TRY IT>
If a line in the records contains the string "instance", show that line.

*** PROVIDED DATA Section Begins ***

PR #218, opened 2015-11-26
Make AttachmentManager methods static

mikerhodes:
# What

This commit removes all state from the AttachmentManager class and makes
its methods into static ones. The two items of state, attachmentsDir and
attachmentStreamFactory are made into instance variables on
BasicDatastore instead.

# Why

This should enable us to make the AttachmentManager methods into their
own classes, which will help when we break out the callables from
BasicDatastore. In general, the overall aim is to have small classes
which encapsulate small pieces of functionality, whereas now we
have a couple of large tightly coupled classes which both know about
each others internals.

Hopefully we end up with a single class, BasicDatastore, which
encodes the knowledge about the policies for manipulating documents,
with a bunch of fairly dumb classes doing the underlying database
and file system changes.

# Reviewers

reviewer @tomblench 
reviewer @emlaver

### DIFF
--- a/cloudant-sync-datastore-core/src/main/java/com/cloudant/sync/datastore/AttachmentManager.java
+++ b/cloudant-sync-datastore-core/src/main/java/com/cloudant/sync/datastore/AttachmentManager.java
@@ -47,7 +47,6 @@ import java.util.logging.Logger;
  */
 class AttachmentManager {
 
-    private static final String EXTENSION_NAME = "com.cloudant.attachments";
     private static final Logger logger = Logger.getLogger(AttachmentManager.class.getCanonicalName());
 
     private static final String SQL_ATTACHMENTS_SELECT = "SELECT sequence, " +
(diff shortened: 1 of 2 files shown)


cloudant-sync-datastore-core/src/main/java/com/cloudant/sync/datastore/AttachmentManager.java
```diff
@@ -47,7 +47,6 @@
  */
```
tomblench: Comment `Attachments are stored on disk in an extension directory, {@code EXTENSION_NAME}.` probably needs to change.

tomblench:
Looks good to me. Not strictly in the remit of this PR but it might be worth re-visiting the method visibility on `AttachmentManager`. For instance, I think the `public` methods can be made `protected`.

cloudant-sync-datastore-core/src/main/java/com/cloudant/sync/datastore/AttachmentManager.java
mikerhodes: How about f030ef8?

tomblench:
+1

cloudant-sync-datastore-core/src/main/java/com/cloudant/sync/datastore/AttachmentManager.java
```diff
@@ -190,21 +187,27 @@ public void addAttachment(SQLDatabase db, PreparedAttachment a, BasicDocumentRev
      * Creates a PreparedAttachment from {@code attachment}, preparing it for insertion into
      * the datastore.
      *
+     *
+     * @param attachmentStreamFactory
```
emlaver: I know the method is not public, but probably good to have a small comment for `attachmentStreamFactory` parameter?

emlaver:
Looks good +1

PR #219, opened 2015-11-26
Hoist insertRevision method into callable class

mikerhodes:
# What

This collects together into a single class the BasicDatastore's insertRevision method and InsertRevisionOptions class into a single class encapsulating inserting an entry into the revs table.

*** PROVIDED DATA Section Ends ***

ANSWER SPACE>
attachmentStreamFactory are made into instance variables on
Looks good to me. Not strictly in the remit of this PR but it might be worth re-visiting the method visibility on `AttachmentManager`. For instance, I think the `public` methods can be made `protected`.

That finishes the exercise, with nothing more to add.